Até quando a Nação suportará entregar de mão beijada de 43 por cento a 47 por cento de toda receita arrecadada anualmente pela União aos mafiosos banqueiros do mundo? Pagamentos de juros imorais, e ilegais, como já decidido pela Justiça. Juros de uma dívida feita também ilegalmente e para beneficiar tão somente um grupinho de banqueiros. E tudo acaba, ao final das contas, nas mãos de seis famílias de banqueiros.


Taciano Lemos de Carvalho on 18 Maio, 2020 at 12:47 #

Diariamente cerca de 2 BILHÕES E 700 MILHÕES de Reais são entregues aos bancos.


Vanderlei on 19 Maio, 2020 at 0:00 #

Uma grande parte da resposta está com a Margaret Thatcher:
Não existe essa coisa de dinheiro público, existe apenas o dinheiro dos pagadores de impostos.

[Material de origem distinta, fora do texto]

PR #5294, opened 2023-06-29
Make delimiters argument const so it can (legally) be a string literal.

Russ741:
Fixes #

**Description of the Change**
This no-op change to TokenizedStringToArray's signature resolves the following compiler warning:
BOINCListCtrl.cpp:251:54: warning: ISO C++ forbids converting a string constant to ‘char*’ [-Wwrite-strings]

**Alternate Designs**
N/A

**Release Notes**
N/A


AenBleidd (approved):

AenBleidd:
Thank you for the fix!

PR #5313, opened 2023-07-21
[Manager] Add button in event log to display only alerts (errors)

### LINKED ISSUE #4258: Error filter.
**Describe the problem**

Add a filter in the event log to show only errors and to have BOINC warn you instantly that an error has occurred.

**Additional context**

Vulpine05:
Fixes #4258 

**Description of the Change**
Button added to the event log window to filter out alerts (aka errors).  Button toggles to display only alerts and to all message types.  Functionality was also added to the "show all messages" button as well.  For example, if messages are filtered by a project and then the alert button is clicked, then only alerts for that specific project are displayed.

Screen shots:
 
New button added:
New button

When alerts are filtered:
Alerts filtered

When alerts and a project are filtered:
Alert and project filtered

**Alternate Designs**
None considered.

**Release Notes**
Add button in event log to display only alerts.

### DIFF
--- a/clientgui/DlgEventLog.h
+++ b/clientgui/DlgEventLog.h
@@ -202,8 +202,8 @@ private:
 
     void                    ResetMessageFiltering();
 
-    void                    finderrormessages(bool isfiltered);
-    void                    findprojectmessages(bool isfiltered);
+    void                    FindErrorMessages(bool isFiltered);
+    void                    FindProjectMessages(bool isFiltered);
 
     bool                    EnsureLastItemVisible();
     wxInt32                 FormatProjectName( wxInt32 item, wxString& strBuffer ) const;
--- a/clientgui/DlgEventLog.h
+++ b/clientgui/DlgEventLog.h
@@ -199,6 +199,9 @@ private:
 
     void                    ResetMessageFiltering();
 
+    void                    finderrormessages(bool isfiltered);
+    void                    findprojectmessages(bool isfiltered);
+
     bool                    EnsureLastItemVisible();
     wxInt32                 FormatProjectName( wxInt32 item, wxString& strBuffer ) const;
     wxInt32                 FormatTime( wxInt32 item, wxString& strBuffer ) const;
--- a/clientgui/DlgEventLog.h
+++ b/clientgui/DlgEventLog.h
@@ -124,6 +124,9 @@ public:
     /// wxEVT_COMMAND_BUTTON_CLICKED event handler for ID_COPYSELECTED
     void OnMessagesCopySelected( wxCommandEvent& event );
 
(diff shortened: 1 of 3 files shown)


clientgui/DlgEventLog.h
```diff
@@ -198,6 +202,9 @@ class CDlgEventLog : public DlgEventLogBase
 
     void                    ResetMessageFiltering();
 
+    void                    finderrormessages(bool isfiltered);
```
AenBleidd, line 205: Please rename these functions and their parameters to the 'camel-case' name convention:
`finderrormessages` -> `FindErrorMessages`
`findprojectmessages` -> `FindProjectMessages`
`isfiltered` -> `isFiltered`
This increases code readability.

AenBleidd (changes requested):
Thank you for the PR. It looks great.

Please fix the names and also remove trailing workspaces (see the failed CI check).

davidpanderson:
Nice!
Please change text to "Show only alerts" and "Show all"
(the tooltips can be longer)

clientgui/DlgEventLog.h
Vulpine05: Noted on the whitespace (I'm not sure how I missed that, but I'll check).

As for the function names, I completely agree on the readability.  However, this statement is in the [Coding Style](https://github.com/BOINC/boinc/wiki/CodingStyle#namingl):

> Variable and function names are all lower case, with underscores to separate words.

I was just trying to follow this rule.  Let me know if I should proceed with camel-case or not.

Vulpine05:
> Nice! Please change text to "Show only alerts" and "Show all" (the tooltips can be longer)

I'm fine with "Show only alerts", but I'm concerned "show all" may imply that all filtering is being reset.  All it does is reset the filter for message priority.  This allows the user to filter by a project, and then toggle a filter for alerts if they want.

clientgui/DlgEventLog.h
AenBleidd: Please proceed with camel-case since all other functions are written this way. Thank you.

davidpanderson:
I think it would be clear - the user clicks "show only alerts"
and the button changes to "show all".
The tooltip would say something like "show both alerts and non-alert messages".

clientgui/DlgEventLog.h
Vulpine05: Fixed camel case.

Vulpine05:
@davidpanderson, fixed the button text as requested.  Additionally, I had adjust the minimum width for the window to account for the old button text; I have not reverted it since it is no longer needed.

image

image

AenBleidd (approved):

PR #5322, opened 2023-08-09
Fix Mac crash bug introduced by commit e0ffbf106d

### LINKED ISSUE #5321: CRASH ! BOINC Manager 7.24.0 on macOS
**Describe the bug**
launch BOINC manager 7.24.0 on macOS Ventura.5 on MacBook Air Late 2020.

**Steps To Reproduce**
1. overwrite install from 7.22.2 to 7.24.0
2. launch 7.24.0

**Expected behavior**
normal launch.

**Screenshots**
attached error log

**System Information**
 - OS: macOS Ventura.5
 - BOINC Version: 7.24.0

**Additional context**
nothing
[BOINC 7.24.0 error.txt.zip](https://github.com/BOINC/boinc/files/12287106/BOINC.7.24.0.error.txt.zip)

CharlieFenton:
Fixes #5321 

Commit e0ffbf106d failed t check for a NULL return from `wxLocale::GetLanguageInfo(wxLANGUAGE_DEFAULT)` which causes BOINC Manager to crash if the default system locale is unknown to wxWidgets.

This also means that the code added by #5176 which adds automatic selection of the language to the list of languages does not work on the Mac. In fact, that code broke automatic language selection on the Mac, which worked correctly in BOINC 7.22.2.

I have tried to guard the new automatic language selection code with `#ifndef __WXMAC__`, but I am getting an assert from wxWidgets "Invalid combobox index" if I scroll all the way to the top of the language selection combo box. 
@BrianNixon can you please look at this and tel me what more I need to do. Also, please note that line 752 of DlgOptions.cpp also calls `wxLocale::GetLanguageInfo(wxLANGUAGE_DEFAULT)` without checking for a NULL return.

I have also fixed 4 compiler warnings introduced by commit 59eb2c20ea.

### DIFF
--- a/clientgui/BOINCGUIApp.cpp
+++ b/clientgui/BOINCGUIApp.cpp
@@ -205,10 +205,17 @@ bool CBOINCGUIApp::OnInit() {
 #endif
     m_pConfig->Read(wxT("DisableAutoStart"), &m_iBOINCMGRDisableAutoStart, 0L);
     m_pConfig->Read(wxT("LanguageISO"), &m_strISOLanguageCode, wxT(""));
-    bool bUseDefaultLocaleDefault =
+#ifdef __WXMAC__   // wxWidgets System language detection does not work on Mac
+    m_bUseDefaultLocale = false;
+#else
+    bool bUseDefaultLocaleDefault = false;
+    const wxLanguageInfo *defaultLanguageInfo = wxLocale::GetLanguageInfo(wxLANGUAGE_DEFAULT);
+    if (defaultLanguageInfo != NULL) {
         // Migration: assume a selected language code that matches the system default means "auto select"
-        m_strISOLanguageCode == wxLocale::GetLanguageInfo(wxLANGUAGE_DEFAULT)->CanonicalName;
+        bUseDefaultLocaleDefault = m_strISOLanguageCode == defaultLanguageInfo->CanonicalName;;
+    }
     m_pConfig->Read(wxT("UseDefaultLocale"), &m_bUseDefaultLocale, bUseDefaultLocaleDefault);
+#endif
     m_pConfig->Read(wxT("GUISelection"), &m_iGUISelected, BOINC_SIMPLEGUI);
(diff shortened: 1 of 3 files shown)


CharlieFenton:
Additional explanation of the problem:
wxWidgets does not properly detect the default system locale (language and country / region codes) for any language other than English. It's not clear to me whether this is due to a bug in macOS or if wxWidgets is not doing it correctly, but I suspect the problem may be in MacOS. The language portion of the code returned by the Mac is always "en" but the region / country code is correct. So for Japanese (Japan), we get _en_JP_. For France we get _en_FR_, and so forth.  Since these are nonsense codes, wxWidgets treats it as` wxLANGUAGE_UNKNOWN` and returns NULL for the language info.

This means that all the logic he put in for Automatic Detection of the language is not useable on the Mac, and so the "Automatic Detection" item Brian Nixon added to the language menu should not appear on the Mac since it does not work. Note that automatic detection worked correctly on the Mac before #5176, though the Other Options dialog may not have always shown the language which BOINC was actually using.

Rather than totally eliminating all the changes for automatic language detection from #5176, it would be better to just remove that portion which broke automatic detection on the Mac.

CharlieFenton:
I think I've figured out how to make this work for the Mac and still keep the _(Automatic Detection)_ menu item. I'll work on this more later this week.

CharlieFenton:
@AenBleidd I believe this is fixed properly now. Please merge when checks pass.

AenBleidd (approved):

AenBleidd:
Looks good to me. Thank you for the fix!

BrianNixon:
@CharlieFenton: Thank you for fixing this. Evidently I had assumed that asking wxWidgets about the default language couldn’t fail – though I don’t recall what led me to that line of thinking, as even a cursory look at [the wxWidgets source](https://github.com/wxWidgets/wxWidgets/blob/v3.1.6/src/common/uilocale.cpp#L688) shows that it can.

PR #5323, opened 2023-08-10
Scheduler: add <min_libc_version> option to plan_class_spec.xml

davidpanderson:
(Linux) If you build an app on a machine with a given version of libc, it won't run on hosts with older versions.
Until now you had to build on a super-old system.
With this change you can build on a newer system,
and give the app version a plan class that limits it to hosts with that min libc version.


AenBleidd (approved):

AenBleidd:
Looks good to me. Thank you for the feature implementation!

PR #5332, opened 2023-08-16
Mgr: Offer only languages for which we have translations

CharlieFenton:
Before BOINC 7.24.0, the _Other Options_ dialog offered users all 897 languages and language variants possibly supported by wxWidgets. PR #5176 reduced this number by eliminating those for which we don't have a reasonable substitute translation for the requested language variant. For example, if the user selected the French dialect spoken in Chad (ISO language code `fr_TD`), BOINC substitutes generic French (ISO code `fr`); so the dialog offered `fr_TD` even though it would actually provide a generic French translation.

This is still an unwieldy number of choices and gives the false impression that BOINC actually provides all the listed dialects. This PR modifies the code to offer only the language dialects for which we provide actual translations. For backward compatibility, if the user had selected a dialect not in the new list while running an earlier version of BOINC, that dialect will continue to be listed.

In addition, this change makes it possible for me to make the improvement I unsuccessfully tried to implement in PR #5329: _Compare best translations for selected languages_.

@AenBleidd and @BrianNixon please tell me what you think.

Here is how the new trimmed language selection dialog looks now on the Mac:

Screenshot 2023-08-16 at 3 34 39 AM

### DIFF
--- a/clientgui/BOINCGUIApp.cpp
+++ b/clientgui/BOINCGUIApp.cpp
@@ -188,12 +188,19 @@ bool CBOINCGUIApp::OnInit() {
     SetAppDisplayName(wxString(displayName)); // {ass the display name to wxWidgets
 #endif
 
+    // Detect where BOINC Manager executable name.
+    DetectExecutableName();
+
+    // Detect where BOINC Manager was installed too.
+    DetectRootDirectory();
+
+    // Detect where the BOINC Data files are.
+    DetectDataDirectory();
 
     // Initialize the configuration storage module
     m_pConfig = new wxConfig(GetAppName());
     wxConfigBase::Set(m_pConfig);
     wxASSERT(m_pConfig);
-
 
     // Restore Application State
     m_pConfig->SetPath(wxT("/"));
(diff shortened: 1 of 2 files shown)


CharlieFenton:
@BrianNixon Thank you for the clear explanation. I am closing this PR. For this reason, my idea of comparing the best translations rather than the full ISO code in  PR #5329 was wrong, since it only considered the translations and not the regional locale attributes.

But this led me to do some testing and discovered that the regional attributes (date, time and numeric [decimal point & thousands separator] formats) are not getting set properly on the Mac when Automatic Detection is used, though they are correct when the Country and region is explicitly selected from the list in the _Other Options_ dialog. This was true in 7.22.2 (automatic detection was used if the _LanguageISO_ preference tag was an empty string, thus: `LanguageISO=`.) I believe this has been true for a very long time, and may never have worked.

This problem occurred because  `wxLocale::GetLanguageInfo(wxLANGUAGE_DEFAULT)`  doesn't get the correct default language code on the Mac for  the reason explained in https://stackoverflow.com/questions/48136456. On the Mac, we must use `wxUILocale::GetSystemLanguage()`. The wxWidgets documentation for wxLocale warns of this.

I will be submitting a new PR to fix this.

PR #5337, opened 2023-08-18
Mac: Fix Automatic language detection

CharlieFenton:
This PR fixes a problem on MacOS automatically detecting the language set for system to use in menus, dialogs, etc.

The regional attributes (date, time and numeric [decimal point & thousands separator] formats) were not getting set properly on the Mac when Automatic Detection was used, though they were correct when the country and region were explicitly selected from the list in the Other Options dialog. This was true in 7.22.2. (BOINC has long used automatic detection if the _LanguageISO_ preference tag was an empty string, thus: `LanguageISO=`.) I believe this issue has been present for a very long time, and this may never have worked on the Mac.

This occurred because _wxLocale_ for _wxLANGUAGE_DEFAULT_ does not work as expected on the Mac. Mac applications normally provide localization by including a directory for each supported language in the application's bundle. These directories are named xx.lproj, where xx is the 2-letter ISO code for the language; each of these directories contains the translated strings for that language. (MacOS also accepts English.lproj as an alias for en.lproj.)

On Macs, the _wxLocale_ class gets the default ISO language code from MacOS using the Cocoa API `[NSLocale currentLocale]`. As explained [here](https://stackoverflow.com/questions/48136456), this API doesn't not necessarily return the actual system language. Rather, it returns the **best match** to the system language **for which there is an xx.lproj directory in the calling application**.

But BOINC doesn't use Apple's localization scheme; we use wxWidgets' localization, bead on the UNIX _gettext_ translation scheme. Since the only localization in BOINC Manager recognized by MacOS is English, `[NSLocale currentLocale]` always returns English as the default language for BOINC Manager. This results in such odd ISO language codes as _en_FR_ (which would mean English as spoken in France.)

In fact, the [documentation](https://docs.wxwidgets.org/3.2.2/classwx_locale.html) for wxLocale warns:
> This class is known to have several problems under macOS

and rsays:
> it is recommended to use [wxUILocale](https://docs.wxwidgets.org/3.2.2/classwx_u_i_locale.html) instead of this class for the applications targeting macOS.

The solution is to detect the system language using `wxUILocale::GetSystemLanguage()` and then passing that language instead of _wxLANGUAGE_DEFAULT_ to the wxLocale APIs.

### DIFF
--- a/clientgui/BOINCGUIApp.cpp
+++ b/clientgui/BOINCGUIApp.cpp
@@ -21,6 +21,7 @@
 
 #ifdef __WXMAC__
 #include <Carbon/Carbon.h>
+#include <wx/uilocale.h>
 #include "filesys.h"
 #include "util.h"
 #include "mac_util.h"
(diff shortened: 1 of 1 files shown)


CharlieFenton:
This PR is ready to merge when CLI checks are complete.

AenBleidd (approved):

A prosperidade não virá por inventarmos mais e mais programas generosos de gastos públicos. Você não enriquece POR PEDIR OUTRO TALÃO DE CHEQUES AO BANCO. E nenhuma nação jamais se tornou próspera por tributar seus cidadãos além de sua capacidade de pagar. Nós temos o dever de garantir que cada centavo que arrecadamos com a tributação seja gasto bem e sabiamente.


Taciano Lemos de Carvalho on 23 Maio, 2020 at 17:36 #

De cada 100 centavos que a União arrecada dos contribuintes —bancos quase nada, ou nada pagam de Imposto de Renda. E sabemos as jogadas deles, os bancos, para fraudarem tudo e a todos— de 43 a 47 centavos são exclusivamente empurradas, e como, para as burras de meia dúzia de bancos.